- _Your assignment_
Return every line from the one with "PR #303, opened 2018-09-26" through the one with "We should be good to go now.", inclusive, exactly as it appears below.

*** Opening of Dataset records ***

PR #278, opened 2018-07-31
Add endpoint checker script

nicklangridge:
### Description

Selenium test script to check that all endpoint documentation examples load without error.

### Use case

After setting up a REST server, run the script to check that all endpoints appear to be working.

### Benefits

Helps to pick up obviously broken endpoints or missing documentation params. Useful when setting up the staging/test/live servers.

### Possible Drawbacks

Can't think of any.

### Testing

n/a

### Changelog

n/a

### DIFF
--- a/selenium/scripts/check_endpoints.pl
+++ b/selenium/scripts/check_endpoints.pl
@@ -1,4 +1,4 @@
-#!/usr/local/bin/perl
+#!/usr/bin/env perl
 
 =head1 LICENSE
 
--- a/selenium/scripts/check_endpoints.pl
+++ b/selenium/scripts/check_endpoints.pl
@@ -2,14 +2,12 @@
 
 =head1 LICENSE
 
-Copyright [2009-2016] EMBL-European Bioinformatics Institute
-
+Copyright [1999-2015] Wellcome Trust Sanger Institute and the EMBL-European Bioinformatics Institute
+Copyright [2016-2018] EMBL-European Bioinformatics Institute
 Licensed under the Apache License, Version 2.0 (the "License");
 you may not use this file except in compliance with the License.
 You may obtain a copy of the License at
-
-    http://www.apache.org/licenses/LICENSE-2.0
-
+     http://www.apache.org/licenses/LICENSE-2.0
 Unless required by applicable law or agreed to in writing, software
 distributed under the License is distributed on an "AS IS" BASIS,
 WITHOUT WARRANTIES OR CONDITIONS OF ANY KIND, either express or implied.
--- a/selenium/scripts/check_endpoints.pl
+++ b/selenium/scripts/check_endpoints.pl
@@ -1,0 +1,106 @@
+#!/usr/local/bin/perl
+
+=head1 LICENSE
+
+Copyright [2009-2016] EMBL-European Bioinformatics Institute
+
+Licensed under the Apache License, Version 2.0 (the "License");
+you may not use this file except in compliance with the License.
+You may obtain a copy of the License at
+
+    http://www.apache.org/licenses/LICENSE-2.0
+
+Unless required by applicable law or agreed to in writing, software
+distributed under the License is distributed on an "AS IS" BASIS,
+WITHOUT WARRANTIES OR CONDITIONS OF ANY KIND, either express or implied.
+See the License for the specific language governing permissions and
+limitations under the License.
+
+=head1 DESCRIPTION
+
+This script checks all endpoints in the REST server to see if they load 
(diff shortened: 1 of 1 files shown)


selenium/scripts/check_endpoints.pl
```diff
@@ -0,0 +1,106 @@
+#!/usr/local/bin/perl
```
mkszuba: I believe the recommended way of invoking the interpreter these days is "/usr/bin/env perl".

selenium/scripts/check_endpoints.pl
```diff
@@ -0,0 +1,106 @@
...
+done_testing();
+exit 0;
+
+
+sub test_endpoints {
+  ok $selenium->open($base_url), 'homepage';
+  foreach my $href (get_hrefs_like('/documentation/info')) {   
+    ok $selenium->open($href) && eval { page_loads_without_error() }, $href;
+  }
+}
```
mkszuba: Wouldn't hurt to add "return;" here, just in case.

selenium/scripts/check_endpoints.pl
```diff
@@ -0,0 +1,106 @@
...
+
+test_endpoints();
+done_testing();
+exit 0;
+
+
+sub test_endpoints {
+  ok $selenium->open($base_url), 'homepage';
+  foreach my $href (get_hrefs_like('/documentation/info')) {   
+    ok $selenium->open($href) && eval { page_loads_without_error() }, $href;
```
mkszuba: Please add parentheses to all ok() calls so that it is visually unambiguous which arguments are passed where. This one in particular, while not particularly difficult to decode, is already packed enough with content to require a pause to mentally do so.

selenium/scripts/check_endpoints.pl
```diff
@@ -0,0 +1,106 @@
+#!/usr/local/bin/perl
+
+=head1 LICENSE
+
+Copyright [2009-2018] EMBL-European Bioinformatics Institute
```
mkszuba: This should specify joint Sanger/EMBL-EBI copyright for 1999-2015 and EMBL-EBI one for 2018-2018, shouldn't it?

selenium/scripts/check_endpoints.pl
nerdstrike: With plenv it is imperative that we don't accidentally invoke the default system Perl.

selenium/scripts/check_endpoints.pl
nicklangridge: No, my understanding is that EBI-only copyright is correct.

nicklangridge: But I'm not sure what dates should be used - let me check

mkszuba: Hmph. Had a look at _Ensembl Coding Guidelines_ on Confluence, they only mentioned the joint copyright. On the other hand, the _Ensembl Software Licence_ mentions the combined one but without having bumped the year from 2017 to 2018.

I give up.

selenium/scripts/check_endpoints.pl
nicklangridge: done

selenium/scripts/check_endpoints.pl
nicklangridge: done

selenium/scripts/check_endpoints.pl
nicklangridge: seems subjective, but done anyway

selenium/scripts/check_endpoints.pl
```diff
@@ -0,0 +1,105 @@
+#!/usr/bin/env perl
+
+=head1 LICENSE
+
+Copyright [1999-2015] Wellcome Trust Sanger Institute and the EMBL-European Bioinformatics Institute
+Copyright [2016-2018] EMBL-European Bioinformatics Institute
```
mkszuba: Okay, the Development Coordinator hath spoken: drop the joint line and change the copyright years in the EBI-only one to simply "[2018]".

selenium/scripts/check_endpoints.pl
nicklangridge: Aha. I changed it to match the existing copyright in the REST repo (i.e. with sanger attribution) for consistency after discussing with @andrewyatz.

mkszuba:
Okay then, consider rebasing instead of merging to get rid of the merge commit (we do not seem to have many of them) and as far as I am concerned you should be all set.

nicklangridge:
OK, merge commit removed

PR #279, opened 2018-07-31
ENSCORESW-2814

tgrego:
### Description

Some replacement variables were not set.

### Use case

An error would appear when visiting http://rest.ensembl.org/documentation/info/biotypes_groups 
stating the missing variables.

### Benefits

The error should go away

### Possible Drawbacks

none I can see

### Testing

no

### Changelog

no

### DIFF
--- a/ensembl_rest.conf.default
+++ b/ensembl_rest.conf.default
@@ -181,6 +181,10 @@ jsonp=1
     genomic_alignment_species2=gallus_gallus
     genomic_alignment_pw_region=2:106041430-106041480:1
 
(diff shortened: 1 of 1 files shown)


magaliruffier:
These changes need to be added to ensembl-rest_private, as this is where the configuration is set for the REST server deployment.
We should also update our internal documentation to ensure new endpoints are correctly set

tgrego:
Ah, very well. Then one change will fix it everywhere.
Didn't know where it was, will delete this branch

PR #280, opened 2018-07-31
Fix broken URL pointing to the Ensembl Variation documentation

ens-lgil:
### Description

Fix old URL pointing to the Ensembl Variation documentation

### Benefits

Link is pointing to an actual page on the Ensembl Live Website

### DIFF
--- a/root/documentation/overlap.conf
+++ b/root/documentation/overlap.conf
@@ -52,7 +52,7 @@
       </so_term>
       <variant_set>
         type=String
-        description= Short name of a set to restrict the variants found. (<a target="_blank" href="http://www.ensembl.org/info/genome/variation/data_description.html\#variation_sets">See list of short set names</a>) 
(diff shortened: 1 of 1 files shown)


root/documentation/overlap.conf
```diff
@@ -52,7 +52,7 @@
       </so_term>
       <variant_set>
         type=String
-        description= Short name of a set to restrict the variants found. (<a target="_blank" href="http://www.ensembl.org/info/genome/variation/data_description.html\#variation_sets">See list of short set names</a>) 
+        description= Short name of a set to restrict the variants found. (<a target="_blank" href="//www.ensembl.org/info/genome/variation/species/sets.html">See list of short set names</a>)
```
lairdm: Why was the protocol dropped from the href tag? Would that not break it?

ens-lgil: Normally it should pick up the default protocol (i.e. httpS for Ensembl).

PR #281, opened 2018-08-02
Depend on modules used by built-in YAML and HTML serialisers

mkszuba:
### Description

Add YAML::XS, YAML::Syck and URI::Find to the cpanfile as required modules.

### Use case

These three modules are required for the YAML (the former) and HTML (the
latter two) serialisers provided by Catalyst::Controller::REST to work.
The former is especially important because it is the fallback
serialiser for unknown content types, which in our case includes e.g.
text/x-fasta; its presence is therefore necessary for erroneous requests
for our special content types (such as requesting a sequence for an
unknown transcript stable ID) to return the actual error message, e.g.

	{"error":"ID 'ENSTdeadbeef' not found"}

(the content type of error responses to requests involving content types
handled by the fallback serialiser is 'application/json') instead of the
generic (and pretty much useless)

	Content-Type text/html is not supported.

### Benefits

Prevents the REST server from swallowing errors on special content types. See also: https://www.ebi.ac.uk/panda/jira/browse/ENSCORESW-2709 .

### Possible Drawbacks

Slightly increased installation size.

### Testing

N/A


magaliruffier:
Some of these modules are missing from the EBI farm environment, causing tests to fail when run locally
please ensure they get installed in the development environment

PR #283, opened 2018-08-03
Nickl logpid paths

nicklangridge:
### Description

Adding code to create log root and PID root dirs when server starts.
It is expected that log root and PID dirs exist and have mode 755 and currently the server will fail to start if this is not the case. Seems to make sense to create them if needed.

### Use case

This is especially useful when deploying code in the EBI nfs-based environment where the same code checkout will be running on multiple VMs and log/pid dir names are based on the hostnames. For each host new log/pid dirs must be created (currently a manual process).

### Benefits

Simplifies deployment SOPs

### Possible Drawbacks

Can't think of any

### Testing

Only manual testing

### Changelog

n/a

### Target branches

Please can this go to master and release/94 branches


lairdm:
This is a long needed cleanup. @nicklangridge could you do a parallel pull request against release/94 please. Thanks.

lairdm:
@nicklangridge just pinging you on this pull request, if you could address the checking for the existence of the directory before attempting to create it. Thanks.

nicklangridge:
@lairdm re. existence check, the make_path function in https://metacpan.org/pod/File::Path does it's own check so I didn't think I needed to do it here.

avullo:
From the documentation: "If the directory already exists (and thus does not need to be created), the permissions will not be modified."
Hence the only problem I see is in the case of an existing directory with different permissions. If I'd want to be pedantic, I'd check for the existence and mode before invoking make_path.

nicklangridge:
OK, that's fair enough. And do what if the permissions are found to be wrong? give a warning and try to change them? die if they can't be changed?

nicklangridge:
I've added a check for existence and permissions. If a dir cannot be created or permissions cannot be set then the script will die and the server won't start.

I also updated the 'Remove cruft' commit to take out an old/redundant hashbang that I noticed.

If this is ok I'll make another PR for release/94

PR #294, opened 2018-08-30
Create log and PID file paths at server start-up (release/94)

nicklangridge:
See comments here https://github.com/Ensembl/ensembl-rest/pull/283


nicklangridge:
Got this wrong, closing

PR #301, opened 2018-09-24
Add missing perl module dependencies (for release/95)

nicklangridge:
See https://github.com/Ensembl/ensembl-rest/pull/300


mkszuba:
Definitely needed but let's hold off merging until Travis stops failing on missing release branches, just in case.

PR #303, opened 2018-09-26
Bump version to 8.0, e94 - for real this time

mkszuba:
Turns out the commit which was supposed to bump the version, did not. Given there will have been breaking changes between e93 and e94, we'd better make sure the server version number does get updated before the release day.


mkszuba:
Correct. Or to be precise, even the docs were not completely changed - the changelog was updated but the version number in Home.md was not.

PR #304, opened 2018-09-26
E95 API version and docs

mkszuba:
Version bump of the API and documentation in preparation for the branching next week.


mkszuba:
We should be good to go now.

*** Close of Dataset records ***
*** Opening of Dataset records ***

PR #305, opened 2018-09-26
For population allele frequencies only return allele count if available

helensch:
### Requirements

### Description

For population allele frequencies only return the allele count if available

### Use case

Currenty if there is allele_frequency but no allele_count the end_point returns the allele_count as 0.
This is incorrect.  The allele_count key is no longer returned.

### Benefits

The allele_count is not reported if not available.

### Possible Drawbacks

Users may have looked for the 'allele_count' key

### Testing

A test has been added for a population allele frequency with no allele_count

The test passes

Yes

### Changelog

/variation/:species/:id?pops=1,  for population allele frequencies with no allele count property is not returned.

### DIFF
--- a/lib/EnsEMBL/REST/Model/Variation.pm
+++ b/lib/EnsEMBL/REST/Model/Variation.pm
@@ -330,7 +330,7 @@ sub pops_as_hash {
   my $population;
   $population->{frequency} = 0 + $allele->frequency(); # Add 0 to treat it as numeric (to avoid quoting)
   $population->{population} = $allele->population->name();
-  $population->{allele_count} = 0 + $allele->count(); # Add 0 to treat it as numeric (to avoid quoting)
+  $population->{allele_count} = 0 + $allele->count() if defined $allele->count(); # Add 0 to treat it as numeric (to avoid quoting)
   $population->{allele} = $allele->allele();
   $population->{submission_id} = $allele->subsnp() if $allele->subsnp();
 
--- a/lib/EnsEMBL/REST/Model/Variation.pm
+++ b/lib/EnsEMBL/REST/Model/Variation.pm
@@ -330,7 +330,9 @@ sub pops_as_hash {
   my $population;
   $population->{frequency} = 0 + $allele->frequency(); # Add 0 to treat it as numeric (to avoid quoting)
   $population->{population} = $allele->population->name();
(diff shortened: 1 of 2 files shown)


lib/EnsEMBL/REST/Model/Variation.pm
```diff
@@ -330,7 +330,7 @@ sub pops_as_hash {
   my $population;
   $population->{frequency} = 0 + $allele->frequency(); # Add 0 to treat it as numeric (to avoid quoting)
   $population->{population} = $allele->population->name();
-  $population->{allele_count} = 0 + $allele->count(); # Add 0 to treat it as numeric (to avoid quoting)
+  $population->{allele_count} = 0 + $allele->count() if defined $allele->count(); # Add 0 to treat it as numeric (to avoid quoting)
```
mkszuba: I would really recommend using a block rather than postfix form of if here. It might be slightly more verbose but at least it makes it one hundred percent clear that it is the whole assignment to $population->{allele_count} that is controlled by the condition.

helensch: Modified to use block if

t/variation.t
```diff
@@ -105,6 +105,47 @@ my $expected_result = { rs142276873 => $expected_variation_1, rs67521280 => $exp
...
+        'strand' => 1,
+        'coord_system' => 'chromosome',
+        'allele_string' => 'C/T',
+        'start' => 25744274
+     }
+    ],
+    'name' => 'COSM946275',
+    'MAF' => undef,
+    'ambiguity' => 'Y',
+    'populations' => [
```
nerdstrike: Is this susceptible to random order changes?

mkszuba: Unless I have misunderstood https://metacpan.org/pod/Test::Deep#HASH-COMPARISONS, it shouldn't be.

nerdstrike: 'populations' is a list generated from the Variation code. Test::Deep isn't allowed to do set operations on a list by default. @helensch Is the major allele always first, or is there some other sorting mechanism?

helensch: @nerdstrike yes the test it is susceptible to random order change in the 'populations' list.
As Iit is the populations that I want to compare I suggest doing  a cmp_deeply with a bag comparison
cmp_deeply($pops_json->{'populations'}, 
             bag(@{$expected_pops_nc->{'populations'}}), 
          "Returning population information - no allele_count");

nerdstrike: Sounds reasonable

*** Close of Dataset records ***

- _Finished exercise_
PR #303, opened 2018-09-26
Bump version to 8.0, e94 - for real this time

mkszuba:
Turns out the commit which was supposed to bump the version, did not. Given there will have been breaking changes between e93 and e94, we'd better make sure the server version number does get updated before the release day.


mkszuba:
Correct. Or to be precise, even the docs were not completely changed - the changelog was updated but the version number in Home.md was not.

PR #304, opened 2018-09-26
E95 API version and docs

mkszuba:
Version bump of the API and documentation in preparation for the branching next week.


mkszuba:
We should be good to go now.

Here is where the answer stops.